Wednesday, February 11, 2009

Chew On This

Ahh, Monsanto... What Would We Do If We Didn't Have You to Hate?

by: Jill Richardson

Mon Feb 09, 2009 at 13:00:05 PM PST

Monsanto (whose first quarter profits are way up) made some headlines this week and not in a good way. Well, it's never in a good way with Monsanto, is it? First off, there's the fact that Monsanto and its biotech buddies are trying to profit from global warming:
The world's largest seed and agrochemical corporations are stockpiling hundreds of monopoly patents on genes in plants that the companies will market as crops genetically engineered to withstand environmental stresses such as drought, heat, cold, floods, saline soils, and more. BASF, Monsanto, Bayer, Syngenta, Dupont and biotech partners have filed 532 patent documents (a total of 55 patent families) on so-called "climate ready" genes at patent offices around the world. In the face of climate chaos and a deepening world food crisis, the Gene Giants are gearing up for a PR offensive to re-brand themselves as climate saviours. The focus on so-called climate-ready genes is a golden opportunity to push genetically engineered crops as a silver bullet solution to climate change. But patented techno-fix seeds will not provide the adaptation strategies that small farmers need to cope with climate change. These proprietary technologies will ultimately concentrate corporate power, drive up costs, inhibit independent research, and further undermine the rights of farmers to save and exchange seeds.

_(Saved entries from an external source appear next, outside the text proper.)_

PR #6455, opened 2023-11-14
i#3348 sym conflicts: add DR_PARAM_ to IN, OUT, INOUT

derekbruening:
To avoid symbol conflicts with IN, OUT, and INOUT, which are defined in our exported headers, we add DR_PARAM_ to the front.

The aarch64 codec.c was left as the shorter names since the aarch64_check_codec_order.py assumes single-line signatures.

Issue: #3348


derekbruening:
Failures were all known flakes; re-ran them.

The DO NOT CHECK IN disabling the clang-format-diff will be reverted right before commit: it fails b/c of clang-format-diff not matching full clang-format in a few places.  I've hit some of these before and reverted the format on those prior merges, but here we're just going to put in the full new format and avoid future problems.

ivankyluk (approved):

derekbruening:
Failures are ub22 off.simple #6416 and x32 slate of AMD failures #6417.  Failures from this PR would be build failures in any case, not test failures.

PR #6456, opened 2023-11-15
i#6444 mid-rseq-exit: Handle at-exit trace exit

derekbruening:
Augments the mid-rseq-trace-exit case to handle the rseq final instr being reached but not passed.  Adds a test case.

Issue: #6444


ivankyluk (approved):

derekbruening:
x64 failure is api.rseq failed to synch #6185 
win64 failure is replaceall #5412

PR #6457, opened 2023-11-15
i#2267 utils.cmake: Use <unknown> for cpu_vendor as fallback

ksco:
`vendor_id` is not always available, only do `REGEX REPLACE` it a match if found.

Issue: #2267

### DIFF
--- a/make/utils.cmake
+++ b/make/utils.cmake
@@ -360,9 +360,11 @@ function (get_processor_vendor out)
       "[HKEY_LOCAL_MACHINE\\Hardware\\Description\\System\\CentralProcessor\\0;VendorIdentifier]"
       NAME)
   elseif (EXISTS "/proc/cpuinfo")
+    set (regex ".*vendor_id[ \t]*:[ \t]+([a-zA-Z0-9_-]+).*")
     file(READ "/proc/cpuinfo" contents)
-    string(REGEX REPLACE ".*vendor_id[ \t]*:[ \t]+([a-zA-Z0-9_-]+).*" "\\1"
-      cpu_vendor "${contents}")
+    if (contents MATCHES ${regex})
+      string(REGEX REPLACE ${regex} "\\1" cpu_vendor "${contents}")
+    endif ()
   endif ()
   message(STATUS "Processor vendor is ${cpu_vendor}")
   set(${out} ${cpu_vendor} PARENT_SCOPE)


make/utils.cmake
```diff
@@ -360,9 +360,11 @@ function (get_processor_vendor out)
       "[HKEY_LOCAL_MACHINE\\Hardware\\Description\\System\\CentralProcessor\\0;VendorIdentifier]"
       NAME)
   elseif (EXISTS "/proc/cpuinfo")
+    set (regex ".*vendor_id[ \t]*:[ \t]+([a-zA-Z0-9_-]+).*")
     file(READ "/proc/cpuinfo" contents)
-    string(REGEX REPLACE ".*vendor_id[ \t]*:[ \t]+([a-zA-Z0-9_-]+).*" "\\1"
-      cpu_vendor "${contents}")
+    if (contents MATCHES ${regex})
+      string(REGEX REPLACE ${regex} "\\1" cpu_vendor "${contents}")
```
derekbruening, line 366: This looks correct but with CMake it is always confusing: does `${regex}` need quotes around it, e.g.?  Best to test it: we really want to test it on an AMD machine.  Keep retrying some of the GA jobs until you get `Processor vendor is AuthenticAMD`, and mention that in the PR description that you did test on an AMD machine?

derekbruening (approved):

make/utils.cmake
ksco: Sure, we can see that on aarch64-native runners, the output is: [-- Processor vendor is \<unknown\>](https://github.com/DynamoRIO/dynamorio/actions/runs/6874202478/job/18695449275?pr=6457#step:6:44); on x86_64 AMD runners, the output is: [-- Processor vendor is AuthenticAMD](https://github.com/DynamoRIO/dynamorio/actions/runs/6874202466/job/18695449975?pr=6457#step:7:46). PR description updated.

derekbruening: Perfect, thanks.

ksco:
x86-32-ubuntu22 #6416 and x86-32 #6417 failed 5 times in a row.

derekbruening:
> x86-32-ubuntu22 #6416 and x86-32 #6417 failed 5 times in a row.

Any help on #6417 is appreciated.  Meanwhile I will merge this.

Issue #6423, opened 2023-11-08
win64 burst_traceopts non-det failure


derekbruening:
This started failing, maybe as part of the recent spate of failures?
https://github.com/DynamoRIO/dynamorio/actions/runs/6801885635/job/18493723120?pr=6414
```
263/305 Test #266: code_api|tool.drcacheoff.burst_traceopts .........................***Failed    0.39 sec
Running cmd |D:/a/dynamorio/dynamorio/build_debug-internal-64/clients/bin64/tool.drcacheoff.burst_traceopts.exe|
CMake Error at D:/a/dynamorio/dynamorio/suite/tests/runmulti.cmake:111 (message):
  *** cmd failed (3): Assertion failed: status_opt == scheduler_t::STATUS_OK
  && status_noopt == scheduler_t::STATUS_OK, file
  D:\a\dynamorio\dynamorio\clients\drcachesim\tests\burst_traceopts.cpp, line
  265

  abort() has been called***
```

I can't repro on my win64 setup: it passes 20x in a row there.

When I put in tmate and ran just this test: it passed!
https://github.com/DynamoRIO/dynamorio/actions/runs/6802953296/job/18497172665?pr=6414

I repeated, with tmate enabled on success too, and again it passed:
https://github.com/DynamoRIO/dynamorio/actions/runs/6803115563/job/18497701618?pr=6414

I logged in and ran ctest --repeat-until-fail 50 -R burst_traceopts and it
passed all 50 times. Grrr. Yet another failure we can't reproduce unless it
lands on a certain VM in the GA cloud??

PR #6458, opened 2023-11-16
i#5843 scheduler: Only consider long-latency syscalls blocking

derekbruening:
Rather than context switching on every syscall labeled maybe-blocking, the scheduler uses the now-available syscall latency to decide whether the syscall should block and result in a context switch.

Adds two new command line options, -sched_syscall_switch_us (default 500us) and -sched_blocking_switch_us (default 100us), and corresponding scheduler_t inputs, to control the latency thresholds. To avoid relying too much on the maybe-blocking labels, we do consider a very-high-latency syscall not marked as maybe-blocking to block.

Adds a new schedule_stats unit test.

Tested in a large proprietary app where this reduces the context switch rate from ~100x too high down to ~10x too high.  The next step of adding i/o wait times should further improve the representativeness.

Issue: #5843

### DIFF
--- a/clients/drcachesim/CMakeLists.txt
+++ b/clients/drcachesim/CMakeLists.txt
@@ -748,6 +748,9 @@ add_subdirectory(tools/external)
 # We build larger executables here.  All tests are added in suite/tests/ except unit tests.
 # Be sure to give the targets qualified test names ("tool.drcache*...").
 
+# XXX: Try to add a macro add_drcachesim_test() to share common pieces
+# of these executables.
+
 if (BUILD_TESTS)
   add_executable(tool.reuse_distance.unit_tests tests/reuse_distance_test.cpp)
   target_link_libraries(tool.reuse_distance.unit_tests drmemtrace_reuse_distance
--- a/clients/drcachesim/CMakeLists.txt
+++ b/clients/drcachesim/CMakeLists.txt
@@ -907,6 +907,16 @@ if (BUILD_TESTS)
     set_tests_properties(tool.drcachesim.invariant_checker_test PROPERTIES
       TIMEOUT ${test_seconds})
 
+    add_executable(tool.drcachesim.schedule_stats_test tests/schedule_stats_test.cpp)
+    configure_DynamoRIO_standalone(tool.drcachesim.schedule_stats_test)
+    add_win32_flags(tool.drcachesim.schedule_stats_test)
+    target_link_libraries(tool.drcachesim.schedule_stats_test drmemtrace_schedule_stats
+        drmemtrace_static drmemtrace_analyzer test_helpers)
+    add_test(NAME tool.drcachesim.schedule_stats_test
+             COMMAND tool.drcachesim.schedule_stats_test)
+    set_tests_properties(tool.drcachesim.schedule_stats_test PROPERTIES
+      TIMEOUT ${test_seconds})
+
     add_executable(tool.drcacheoff.view_test tests/view_test.cpp reader/file_reader.cpp)
     configure_DynamoRIO_standalone(tool.drcacheoff.view_test)
     add_win32_flags(tool.drcacheoff.view_test)
--- a/clients/drcachesim/common/options.cpp
+++ b/clients/drcachesim/common/options.cpp
@@ -838,6 +838,18 @@ droption_t<bool> op_sched_order_time(DROPTION_SCOPE_ALL, "sched_order_time", tru
                                      "Applies to -core_sharded and -core_serial. "
                                      "Whether to honor recorded timestamps for ordering");
 
+droption_t<uint64_t> op_sched_syscall_switch_us(
+    DROPTION_SCOPE_ALL, "sched_syscall_switch_us", 500,
+    "Minimum latency to consider any syscall blocking.",
+    "Minimum latency in timestamp units (us) to consider any syscall blocking. "
+    "Applies to -core_sharded and -core_serial. ");
+
+droption_t<uint64_t> op_sched_blocking_switch_us(
+    DROPTION_SCOPE_ALL, "sched_blocking_switch_us", 100,
+    "Minimum latency to consider a maybe-blocking syscall blocking.",
+    "Minimum latency in timestamp units (us) to consider any syscall that is marked as "
+    "maybe-blocking to be blocking. Applies to -core_sharded and -core_serial. ");
+
 #ifdef HAS_ZIP
 droption_t<std::string> op_record_file(DROPTION_SCOPE_FRONTEND, "record_file", "",
                                        "Path for storing record of schedule",
--- a/clients/drcachesim/common/options.cpp
+++ b/clients/drcachesim/common/options.cpp
@@ -840,15 +840,16 @@ droption_t<bool> op_sched_order_time(DROPTION_SCOPE_ALL, "sched_order_time", tru
 
 droption_t<uint64_t> op_sched_syscall_switch_us(
     DROPTION_SCOPE_ALL, "sched_syscall_switch_us", 500,
-    "Minimum latency to consider any syscall blocking.",
-    "Minimum latency in timestamp units (us) to consider any syscall blocking. "
-    "Applies to -core_sharded and -core_serial. ");
+    "Minimum latency to consider any syscall as incurring a context switch.",
+    "Minimum latency in timestamp units (us) to consider any syscall as incurring "
+    "a context switch.  Applies to -core_sharded and -core_serial. ");
 
 droption_t<uint64_t> op_sched_blocking_switch_us(
     DROPTION_SCOPE_ALL, "sched_blocking_switch_us", 100,
-    "Minimum latency to consider a maybe-blocking syscall blocking.",
+    "Minimum latency to consider a maybe-blocking syscall as incurring a context switch.",
     "Minimum latency in timestamp units (us) to consider any syscall that is marked as "
-    "maybe-blocking to be blocking. Applies to -core_sharded and -core_serial. ");
+    "maybe-blocking to incur a context switch. Applies to -core_sharded and "
+    "-core_serial. ");
 
 #ifdef HAS_ZIP
 droption_t<std::string> op_record_file(DROPTION_SCOPE_FRONTEND, "record_file", "",
--- a/clients/drcachesim/scheduler/scheduler.cpp
+++ b/clients/drcachesim/scheduler/scheduler.cpp
@@ -1565,6 +1565,21 @@ scheduler_tmpl_t<RecordType, ReaderType>::pop_from_ready_queue(
 }
 
 template <typename RecordType, typename ReaderType>
+bool
+scheduler_tmpl_t<RecordType, ReaderType>::treat_syscall_as_blocking(input_info_t *input)
+{
+    uint64_t post_time = input->reader->get_last_timestamp();
+    assert(input->processing_syscall);
+    assert(input->pre_syscall_timestamp > 0);
+    assert(input->pre_syscall_timestamp < post_time);
+    uint64_t latency = post_time - input->pre_syscall_timestamp;
+    VPRINT(this, 3, "input %d syscall latency: %" PRIu64 "\n", input->index, latency);
+    return (input->processing_blocking_syscall &&
+            latency >= options_.blocking_switch_threshold) ||
+        latency >= options_.syscall_switch_threshold;
+}
+
+template <typename RecordType, typename ReaderType>
 typename scheduler_tmpl_t<RecordType, ReaderType>::stream_status_t
 scheduler_tmpl_t<RecordType, ReaderType>::set_cur_input(output_ordinal_t output,
                                                         input_ordinal_t input)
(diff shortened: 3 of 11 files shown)


derekbruening:
ub22 is off.simple #6416

derekbruening:
win64 is traceopts #6423 and replaceall #5412 known flakes

clients/drcachesim/scheduler/scheduler.cpp
```diff
@@ -2006,7 +2027,7 @@ scheduler_tmpl_t<RecordType, ReaderType>::next_record(output_ordinal_t output,
         } else if (options_.mapping == MAP_TO_ANY_OUTPUT) {
             trace_marker_type_t marker_type;
             uintptr_t marker_value;
-            if (input->processing_blocking_syscall) {
+            if (input->processing_syscall || input->processing_blocking_syscall) {
```
abhinav92003, line 2030: Enough to check just `processing_syscall`? L2064 would set it for also maybe-blocking ones right?

clients/drcachesim/scheduler/scheduler.cpp
```diff
@@ -2025,29 +2046,43 @@ scheduler_tmpl_t<RecordType, ReaderType>::next_record(output_ordinal_t output,
...
-            } else if (options_.quantum_unit == QUANTUM_INSTRUCTIONS &&
-                       record_type_is_instr(record)) {
+                // Generally we should already have the timestamp from a just-prior
+                // syscall marker, but we support tests and other synthetic sequences
+                // with just a maybe-blocking.
+                input->pre_syscall_timestamp = input->reader->get_last_timestamp();
+            }
+            if (options_.quantum_unit == QUANTUM_INSTRUCTIONS &&
+                record_type_is_instr(record)) {
                 ++input->instrs_in_quantum;
```
abhinav92003, line 2077: So before we were not incrementing instrs_in_quantum when processing_blocking_syscall and record_type_is_instr, but we should have? And now we are because we s/`else if`/`if`?

clients/drcachesim/scheduler/scheduler.cpp
```diff
@@ -2025,29 +2046,43 @@ scheduler_tmpl_t<RecordType, ReaderType>::next_record(output_ordinal_t output,
...
                     // input has the oldest timestamp, prioritizing context switches
                     // over timestamp ordering.
                     need_new_input = true;
                 }
-            } else if (options_.quantum_unit == QUANTUM_TIME) {
-                // The above if-else cases are all either for non-instrs or
-                // QUANTUM_INSTRUCTIONS, except the blocking syscall next instr which is
-                // already switching: so an else{} works here.
+            }
+            if (options_.quantum_unit == QUANTUM_TIME) {
```
abhinav92003, line 2085: This can remain an `else-if` right? Because both this and L2075 can never be true together.

clients/drcachesim/scheduler/scheduler.cpp
```diff
@@ -2025,29 +2046,43 @@ scheduler_tmpl_t<RecordType, ReaderType>::next_record(output_ordinal_t output,
...
                 }
-            } else if (record_type_is_marker(record, marker_type, marker_value) &&
-                       marker_type == TRACE_MARKER_TYPE_MAYBE_BLOCKING_SYSCALL) {
+            }
+            if (record_type_is_marker(record, marker_type, marker_value) &&
+                marker_type == TRACE_MARKER_TYPE_SYSCALL) {
+                input->processing_syscall = true;
+                input->pre_syscall_timestamp = input->reader->get_last_timestamp();
+            }
+            if (record_type_is_marker(record, marker_type, marker_value) &&
```
abhinav92003, line 2067: L2062 and this line can still remain `else if` can they not? Unless we expect a consecutive pair of TRACE_MARKER_TYPE_SYSCALL and TRACE_MARKER_TYPE_MAYBE_BLOCKING_SYSCALL (the first one sets the processing_* bool to true which would take L2030 in the next iter and not this block).

Need more comments if there is some real case.

clients/drcachesim/tests/schedule_stats_test.cpp
```diff
@@ -0,0 +1,208 @@
...
+        void
+        set_input_id(int64_t input_id)
+        {
+            input_id_ = input_id;
+        }
+        int64_t
+        get_input_id() const override
+        {
+            return input_id_;
+        }
```
abhinav92003, line 81: We can potentially override get_input_interface here to return another default_memtrace_stream_t, which will obviate the need for the test-specific check `shard->stream->get_input_interface() != nullptr`.

clients/drcachesim/tools/schedule_stats.cpp
```diff
@@ -140,7 +140,7 @@ schedule_stats_t::parallel_shard_memref(void *shard_data, const memref_t &memref
     static constexpr char THREAD_SEPARATOR = ',';
     static constexpr char WAIT_SYMBOL = '-';
     per_shard_t *shard = reinterpret_cast<per_shard_t *>(shard_data);
-    if (knob_verbose_ >= 4) {
+    if (knob_verbose_ >= 4 && shard->stream->get_input_interface() != nullptr) {
```
abhinav92003, line 143: Add comment that this condition is for tests, or better yet, support this in the test (see other comment).

clients/drcachesim/tools/schedule_stats.cpp
```diff
@@ -223,8 +223,12 @@ schedule_stats_t::parallel_shard_memref(void *shard_data, const memref_t &memref
     if (memref.instr.tid != INVALID_THREAD_ID)
         shard->counters.threads.insert(memref.instr.tid);
     if (memref.marker.type == TRACE_TYPE_MARKER) {
-        if (memref.marker.marker_type == TRACE_MARKER_TYPE_SYSCALL)
+        if (memref.marker.marker_type == TRACE_MARKER_TYPE_SYSCALL) {
             ++shard->counters.syscalls;
+            // The scheduler will block on a long-enough-latency non-marked
+            // syscall, so we label all to get the right % voluntary.
```
abhinav92003, line 229: Document that maybe_blocking numbers will be an overestimation.

We mark all system calls as blocking, will that number of useful?

clients/drcachesim/tools/schedule_stats.cpp
```diff
@@ -223,8 +223,12 @@ schedule_stats_t::parallel_shard_memref(void *shard_data, const memref_t &memref
...
+            shard->saw_maybe_blocking = true;
+        }
         if (memref.marker.marker_type == TRACE_MARKER_TYPE_MAYBE_BLOCKING_SYSCALL) {
```
abhinav92003, line 232: nit: Else if? Or a switch-case maybe?

clients/drcachesim/scheduler/scheduler.h
```diff
@@ -965,8 +979,10 @@ template <typename RecordType, typename ReaderType> class scheduler_tmpl_t {
         bool order_by_timestamp = false;
         // Global ready queue counter used to provide FIFO for same-priority inputs.
         uint64_t queue_counter = 0;
-        // Used to switch on the instruction *after* a blocking syscall.
+        // Used to switch on the instruction *after* a long-latency syscall.
+        bool processing_syscall = false;
         bool processing_blocking_syscall = false;
```
abhinav92003, line 984: s/processing_blocking_syscall/processing_maybe_blocking_syscall/

abhinav92003 (approved):

clients/drcachesim/CMakeLists.txt
```diff
@@ -907,6 +907,16 @@ if (BUILD_TESTS)
     set_tests_properties(tool.drcachesim.invariant_checker_test PROPERTIES
       TIMEOUT ${test_seconds})
 
+    add_executable(tool.drcachesim.schedule_stats_test tests/schedule_stats_test.cpp)
```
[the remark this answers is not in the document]
derekbruening: I started on this but so many of these vary in complex ways it seems like a bunch of work I don't want to do now, so I added a XXX comment.

clients/drcachesim/common/options.cpp
```diff
@@ -838,6 +838,18 @@ droption_t<bool> op_sched_order_time(DROPTION_SCOPE_ALL, "sched_order_time", tru
                                      "Applies to -core_sharded and -core_serial. "
                                      "Whether to honor recorded timestamps for ordering");
 
+droption_t<uint64_t> op_sched_syscall_switch_us(
+    DROPTION_SCOPE_ALL, "sched_syscall_switch_us", 500,
+    "Minimum latency to consider any syscall blocking.",
```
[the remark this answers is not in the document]
derekbruening: I do mean "trigger a context switch".  I was using "blocking" to mean the same thing but maybe they are not quite the same as blocking to wait for a result may not 100% of the time lead to a switch, though generally it does.

A switch in the middle of kernel code: it depends on how the kernel is configured, for Linux.  Older kernels have zero preemption in any kernel code.  Modern ones have certain voluntary preemption points.  Real-time adds preemption anywhere not in a critical section (or possibly there too if replaced w/ spinlocks).  But, we are likely to see a long-latency syscall and do a context switch under the assumption it's blocking and we failed to mark it maybe-blocking: we have no plans to model preemption in syscalls.

I reworded the option docs s/blocking/incurring a context switch/, and s/treat_syscall_as_blocking/syscall_incurs_switch/.

clients/drcachesim/scheduler/scheduler.cpp
```diff
@@ -1564,6 +1564,27 @@ scheduler_tmpl_t<RecordType, ReaderType>::pop_from_ready_queue(
...
+    if (input->reader->get_version() < TRACE_ENTRY_VERSION_FREQUENT_TIMESTAMPS) {
+        // This is a legacy trace that does not have timestamps bracketing syscalls.
+        // We switch on every maybe-blocking syscall in this case.
+        return input->processing_blocking_syscall;
+    }
+    assert(input->pre_syscall_timestamp > 0);
+    assert(input->pre_syscall_timestamp < post_time);
+    uint64_t latency = post_time - input->pre_syscall_timestamp;
+    VPRINT(this, 3, "input %d %ssyscall latency: %" PRIu64 "\n", input->index,
+           input->processing_blocking_syscall ? "blocking " : "", latency);
```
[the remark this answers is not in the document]
derekbruening: It's just whether it was marked maybe.  Added "maybe-".

clients/drcachesim/scheduler/scheduler.cpp
```diff
@@ -2025,29 +2046,43 @@ scheduler_tmpl_t<RecordType, ReaderType>::next_record(output_ordinal_t output,
                         input->switch_to_input = it->second;
                     }
                 } else if (record_type_is_instr(record)) {
-                    // Assume it will block and we should switch to a different input.
-                    need_new_input = true;
-                    in_wait_state = true;
+                    if (treat_syscall_as_blocking(input)) {
```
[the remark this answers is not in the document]
derekbruening: No this is the instr *after* a syscall (we have to read all the markers).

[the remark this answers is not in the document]
derekbruening: This is documented in the comment above at line 2031.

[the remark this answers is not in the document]
derekbruening: See the XXX comment above about wanting the switch before the return markers even now, but it not being simple to do that as we need to post-syscall timestamp.  Yes we'll have to figure it out.  Added another comment about that.

clients/drcachesim/scheduler/scheduler.cpp
derekbruening: Some synthetic sequences in tests only set the maybe-blocking, and it looked painful to change them.  Added a comment.

clients/drcachesim/scheduler/scheduler.cpp
derekbruening: It does appear that way.  It doesn't seem to have affected any tests, even the ones with tiny quanta.  The elses caused other problems too with the changes in this PR so they had to go.

clients/drcachesim/scheduler/scheduler.cpp
derekbruening: Yes.  OK, put it back.

clients/drcachesim/scheduler/scheduler.cpp
derekbruening: I guess so.  OK put this else back.

clients/drcachesim/tests/schedule_stats_test.cpp
derekbruening: Done.

clients/drcachesim/tools/schedule_stats.cpp
derekbruening: Removed.

clients/drcachesim/tools/schedule_stats.cpp
derekbruening: The counter is separate and we are not over-counting.  This saw_ boolean is only used for voluntary.

derekbruening: Renamed to saw_syscall to avoid confusion.

clients/drcachesim/tools/schedule_stats.cpp
derekbruening: Done.

clients/drcachesim/scheduler/scheduler.h
derekbruening: Done.

derekbruening:
The 2 failures are the AMD #6416 and #6417

PR #6460, opened 2023-11-17
i#5843 scheduler: Fix assert to allow 0-latency syscalls

derekbruening:
Fixes a < assert from PR #6458 to be <=, to allow the pre-syscall timestamp to equal the post-syscall timestamp.

Adds a test that fails without the fix.

Issue: #5843


derekbruening:
ub22 failure is .simple test #6416 
x32 failure is the set of known failures #6417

Given that, what is Oxfam doing in bed with Monsanto? Especially when it's been found that organics beat GMOs for drought tolerance, and that organics can feed Africa! Looks like they are falling for Monsanto's bullshit PR strategy that claims GMOs can feed the world.

Even at the time of the Monsanto ads [that claimed GM would feed the poor], though, the company knew perfectly well that the only GM crops it had developed were designed to meet the needs of large-scale commercial farmers, primarily in the industrialized world.

So how did this extravagant pro-poor rhetoric around GM crops actually arise?...

[Researcher Dominic Glover] notes that during the 1960s and '70s, Monsanto senior executives recognised that they needed to radically transform a company increasingly threatened by the emergence of the environmental movement and by tougher environmental regulation.

Yuck - even the World Wildlife Fund is falling for Monsanto's BS that it holds the key to the future.